[Collected data]
┌──
PR #888, opened 2019-12-06
Image post-processor plugin

Allda:
The new type of plugins can post-process image layers after an image is scanned. Registered plugins can share information between layers.
After all post-processors process image, the content of an the image is stored in a database.

Currently there is no plugin turned on, but once Red Hat releases public plugins for gathering features and security data I am going to add new post-porcessor plugin.

### DIFF
--- a/api/v3/rpc.go
+++ b/api/v3/rpc.go
@@ -26,6 +26,7 @@ import (
 	pb "github.com/quay/clair/v3/api/v3/clairpb"
 	"github.com/quay/clair/v3/database"
 	"github.com/quay/clair/v3/ext/imagefmt"
+	"github.com/quay/clair/v3/ext/imgpostprocessor"
 	"github.com/quay/clair/v3/pkg/pagination"
 	log "github.com/sirupsen/logrus"
 )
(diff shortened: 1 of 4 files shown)


Allda:
@ldelossa Here is the PR which we have been talking about last week. This PR can be merged and once we release publicly available data I am going to submit new PR with specific post-processor plugin.

You can see the example of a plugin here: 
https://github.com/quay/clair/pull/864/files#diff-e689e8e675327982224ae6633a2dc773

api/v3/rpc.go
```diff
@@ -124,9 +126,28 @@ func (s *AncestryServer) PostAncestry(ctx context.Context, req *pb.PostAncestryR
 	if err = g.Wait(); err != nil {
 		return nil, newRPCErrorWithClairError(codes.Internal, err)
 	}
+	var scannedLayers []*database.LayerScanResult
+	for _, layerRequest := range req.Layers {
+		scannedLayer := layerMap[layerRequest.Hash]
+		scannedLayers = append(scannedLayers, scannedLayer)
+	}
+	scannedLayers, err = imgpostprocessor.PostProcessImage(scannedLayers)
```
ldelossa, line 134: @Allda 
Hey,
I see you're passing an array of layers so that PostProcessImage implementors can work with all of them at once. 
What is the use case here? 
What will your planned implementation do with the array of layers?

Thanks

ldelossa (commented):
@Allda 

This fundamentally looks good. Trying to get a bit more idea on the planned implementation of a PostProcessor.

api/v3/rpc.go
Allda: @ldelossa I am passing all layers to post-processor because I need to share some information (potential namespaces) in between layers. You can see an example how it is done in this PR:

https://github.com/quay/clair/pull/864/files#diff-e689e8e675327982224ae6633a2dc773

ldelossa (approved):
Looks good to me.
└──
- Instructions for the task -
Each entry above, in full, should be output exactly as it reads.

- Solution for this exercise -
PR #888, opened 2019-12-06
Image post-processor plugin

Allda:
The new type of plugins can post-process image layers after an image is scanned. Registered plugins can share information between layers.
After all post-processors process image, the content of an the image is stored in a database.

Currently there is no plugin turned on, but once Red Hat releases public plugins for gathering features and security data I am going to add new post-porcessor plugin.

### DIFF
--- a/api/v3/rpc.go
+++ b/api/v3/rpc.go
@@ -26,6 +26,7 @@ import (
 	pb "github.com/quay/clair/v3/api/v3/clairpb"
 	"github.com/quay/clair/v3/database"
 	"github.com/quay/clair/v3/ext/imagefmt"
+	"github.com/quay/clair/v3/ext/imgpostprocessor"
 	"github.com/quay/clair/v3/pkg/pagination"
 	log "github.com/sirupsen/logrus"
 )
(diff shortened: 1 of 4 files shown)


Allda:
@ldelossa Here is the PR which we have been talking about last week. This PR can be merged and once we release publicly available data I am going to submit new PR with specific post-processor plugin.

You can see the example of a plugin here: 
https://github.com/quay/clair/pull/864/files#diff-e689e8e675327982224ae6633a2dc773

api/v3/rpc.go
```diff
@@ -124,9 +126,28 @@ func (s *AncestryServer) PostAncestry(ctx context.Context, req *pb.PostAncestryR
 	if err = g.Wait(); err != nil {
 		return nil, newRPCErrorWithClairError(codes.Internal, err)
 	}
+	var scannedLayers []*database.LayerScanResult
+	for _, layerRequest := range req.Layers {
+		scannedLayer := layerMap[layerRequest.Hash]
+		scannedLayers = append(scannedLayers, scannedLayer)
+	}
+	scannedLayers, err = imgpostprocessor.PostProcessImage(scannedLayers)
```
ldelossa, line 134: @Allda 
Hey,
I see you're passing an array of layers so that PostProcessImage implementors can work with all of them at once. 
What is the use case here? 
What will your planned implementation do with the array of layers?

Thanks

ldelossa (commented):
@Allda 

This fundamentally looks good. Trying to get a bit more idea on the planned implementation of a PostProcessor.

api/v3/rpc.go
Allda: @ldelossa I am passing all layers to post-processor because I need to share some information (potential namespaces) in between layers. You can see an example how it is done in this PR:

https://github.com/quay/clair/pull/864/files#diff-e689e8e675327982224ae6633a2dc773

ldelossa (approved):
Looks good to me.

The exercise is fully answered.